* _How to complete this task_: Lines in the listing below may contain the string "same". Say how many do, giving only the number.
━━━━━━━━━━━━━━━━
PR #739, opened 2026-08-23
feat: expose point-query primitives in paimon

JingsongLi:
### Purpose

Expose the minimal Paimon core primitives needed by snapshot-consistent point-query consumers, independently of any HTTP service implementation.

Linked issue: none yet.

### Brief change log

- Add public Blob descriptor version and range validation APIs while reusing the same validation for payload reads.
- Add a typed `SnapshotNotExist` error and a strict time-travel table copy API that propagates selector failures.
- Expose the lower-bound sum of known data-file bytes on `Plan` and `ScanTrace` for query budget enforcement.

This PR intentionally contains only changes under `crates/paimon`. The query service is tracked separately in #738.

### Tests

- `cargo test -p paimon --lib` (2376 passed, 2 ignored)
- `cargo test -p paimon spec::blob_descriptor::tests --lib` (11 passed)
- `cargo test -p paimon table::source::tests --lib` (51 passed)

### API and Format

Adds public Rust APIs for strict snapshot selection, typed missing-snapshot errors, Blob descriptor validation, and planned data-file byte statistics. No storage or serialization format changes.

### Documentation

Public APIs include rustdoc explaining strict selection, descriptor validation, and lower-bound byte accounting.

### DIFF
--- a/crates/paimon/src/table/source.rs
+++ b/crates/paimon/src/table/source.rs
@@ -1295,6 +1295,19 @@ impl Plan {
         &self.splits
     }
 
+    /// Sum of data-file bytes referenced by this plan.
+    ///
+    /// Negative file sizes are treated as unknown and do not contribute. The
+    /// result is therefore a lower bound when a connector cannot provide every
+    /// file size.
+    pub fn planned_data_file_bytes(&self) -> u64 {
+        self.splits
+            .iter()
+            .flat_map(DataSplit::data_files)
+            .filter_map(|file| u64::try_from(file.file_size).ok())
+            .sum()
+    }
+
     /// Consume this plan and return its splits without cloning their file metadata.
     #[must_use = "consuming a plan without using its splits drops the planned work"]
     pub fn into_splits(self) -> Vec<DataSplit> {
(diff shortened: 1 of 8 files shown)


crates/paimon/src/table/source.rs
```diff
@@ -1295,6 +1295,19 @@ impl Plan {
...
+    ///
+    /// Negative file sizes are treated as unknown and do not contribute. The
+    /// result is therefore a lower bound when a connector cannot provide every
+    /// file size.
+    pub fn planned_data_file_bytes(&self) -> u64 {
+        self.splits
+            .iter()
+            .flat_map(DataSplit::data_files)
+            .filter_map(|file| u64::try_from(file.file_size).ok())
+            .sum()
```
leaves12138: Could we make this accumulation overflow-safe (for example, with `saturating_add`)? `sum::<u64>()` panics with overflow checks enabled and wraps in release builds when the total known file bytes exceeds `u64::MAX`. Because this value is used for query-budget enforcement, wrapping can under-report an oversized plan and let it pass the budget check. Saturating at `u64::MAX` preserves the safety property; please also add an overflow regression test.

JingsongLi: Fixed in 1f868f61. The accumulation now uses saturating_add, preserving negative-size filtering while saturating oversized plans at u64::MAX. Added a regression test whose known sizes total exactly 2^64; it passes in both debug and release, while the old implementation would panic in debug and wrap to zero in release.

leaves12138 (approved):
LGTM. The overflow-safe byte accounting and regression test look good.

PR #742, opened 2026-08-24
fix: align manifest entry schema with Java Paimon

### LINKED ISSUE #741: Align ManifestEntry Avro field order with Java Paimon
### Description

`MANIFEST_ENTRY_SCHEMA` currently writes the top-level ManifestEntry fields in this order:

```text
_KIND, _PARTITION, _BUCKET, _TOTAL_BUCKETS, _FILE, _VERSION
```

Java Paimon's `VersionedObjectSerializer` prepends `_VERSION`, and its manifest reader expects the canonical order:

```text
_VERSION, _KIND, _PARTITION, _BUCKET, _TOTAL_BUCKETS, _FILE
```

As a result, a manifest written by Paimon Rust can fail when read by Java Paimon with an error like:

```text
Unexpected Manifest Avro field at position 0: expected _VERSION but found _KIND
```

### Proposed fix

- Move `_VERSION` to the first field in `ManifestEntry` and `MANIFEST_ENTRY_SCHEMA`.
- Add a regression test for the Java-compatible field order.
- Verify that the Rust reader still reads manifests written with the previous Rust field order. The current Rust decoder dispatches fields by the writer-schema field name, so old files should remain readable.

### Impact

This affects Java/Rust interoperability for tables whose manifests are written by Paimon Rust and later read by Java Paimon.

shyjsarah:
### Purpose

Linked issue: close #741

Paimon Rust currently writes `_VERSION` as the last top-level field of a manifest entry. Java Paimon's versioned object format requires `_VERSION` at position 0, so Java manifest readers reject Rust-written manifests with:

```text
Unexpected Manifest Avro field at position 0: expected _VERSION but found _KIND
```

The changelog commit path also used format identifier `0`, while Java's `ManifestEntrySerializer` accepts identifier `2` only.

### Brief change log

- Move `_VERSION` to the first field in `ManifestEntry` and `MANIFEST_ENTRY_SCHEMA`.
- Use format identifier `2` for both data and changelog manifest entries.
- Add a regression test for the Java-compatible top-level field order.
- Add a compatibility test proving the Rust reader can still read manifests written with the previous Rust field order.
- Add an end-to-end changelog commit assertion that reads the generated Avro manifest and verifies `_VERSION = 2`.

### Tests

- `cargo test -p paimon manifest_entry_ -- --nocapture`
- `cargo test -p paimon changelog_manifest -- --nocapture`
- `cargo test -p paimon table::table_commit::tests::test_commit_writes_changelog_manifest_list_size -- --nocapture`
- `PYO3_PYTHON=/opt/homebrew/bin/python3.11 cargo clippy --locked --all-targets --workspace --features fulltext,vortex -- -D warnings`
  - The library suite passed all 2472 executed tests.
  - Local mock REST integration tests were flaky with localhost `ConnectionReset` / `IncompleteMessage`; the initially failing token refresh test passed when rerun individually. The failures are unrelated to the manifest changes.

### API and Format

No API change.

This changes newly written ManifestEntry Avro files to the canonical Java field order and writes Java's permanent format identifier `2` for changelog entries. Existing manifests written by older Paimon Rust versions remain readable by the Rust reader because decoding follows the embedded writer schema by field name.

### Documentation

No documentation update is required.

### DIFF
--- a/crates/paimon/src/spec/manifest_entry.rs
+++ b/crates/paimon/src/spec/manifest_entry.rs
@@ -55,6 +55,10 @@ impl Hash for Identifier {
 /// Impl Reference: <https://github.com/apache/paimon/blob/release-0.8.2/paimon-core/src/main/java/org/apache/paimon/manifest/ManifestEntry.java>
 #[derive(Debug, Clone, PartialEq, Eq, Serialize, Deserialize)]
 pub struct ManifestEntry {
+    // Java's VersionedObjectSerializer requires the version field at position 0.
+    #[serde(rename = "_VERSION")]
+    version: i32,
+
     #[serde(rename = "_KIND")]
     kind: FileKind,
 
@@ -69,9 +73,6 @@ pub struct ManifestEntry {
 
     #[serde(rename = "_FILE")]
     pub(crate) file: DataFileMeta,
-
-    #[serde(rename = "_VERSION")]
-    version: i32,
 }
 
 #[allow(dead_code)]
@@ -151,12 +152,12 @@ impl ManifestEntry {
         version: i32,
     ) -> Self {
         ManifestEntry {
+            version,
             kind,
             partition,
             bucket,
             total_buckets,
             file,
-            version,
         }
     }
 
@@ -186,6 +187,7 @@ pub const MANIFEST_ENTRY_SCHEMA: &str = r#"["null", {
     "name": "record",
     "namespace": "org.apache.paimon.avro.generated",
     "fields": [
+        {"name": "_VERSION", "type": "int"},
         {"name": "_KIND", "type": "int"},
         {"name": "_PARTITION", "type": "bytes"},
         {"name": "_BUCKET", "type": "int"},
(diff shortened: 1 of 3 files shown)


jerry-024:
One Java compatibility gap remains in the changelog path.

[`messages_to_changelog_entries`](https://github.com/apache/paimon-rust/blob/8ffa33bf4d8a8a3292935dab952c32e2fe04d3b3/crates/paimon/src/table/table_commit.rs#L2862-L2874) creates every changelog `ManifestEntry` with version `0`. These entries are then written through the same `write_manifest_files` path and `MANIFEST_ENTRY_SCHEMA` as regular data manifests.

Java also writes and reads changelog entries through the regular `ManifestFile`, and `ManifestEntrySerializer` accepts only format identifier `2`. As a result, Java reading a Rust-written changelog manifest will reach `checkFormatIdentifier(0)` and fail with `Unsupported version: 0`.

Could we change this value to `2` and add a regression test covering `new_changelog_files`? This PR aligns the top-level field order, but changelog manifests remain incompatible until the version value is aligned as well.

shyjsarah:
@jerry-024 Thanks for catching this. Fixed in `16da285`: changelog `ManifestEntry` now uses format identifier `2`. I also extended `test_commit_writes_changelog_manifest_list_size` to read the generated changelog Manifest Avro file and assert its serialized `_VERSION` is `2`. The test reproduced `Int(0)` before the fix and passes after it. Related manifest/changelog tests, formatting, and workspace Clippy all pass locally.

jerry-024 (approved):
+1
━━━━━━━━━━━━━━━━
* _Solution for this problem_: 2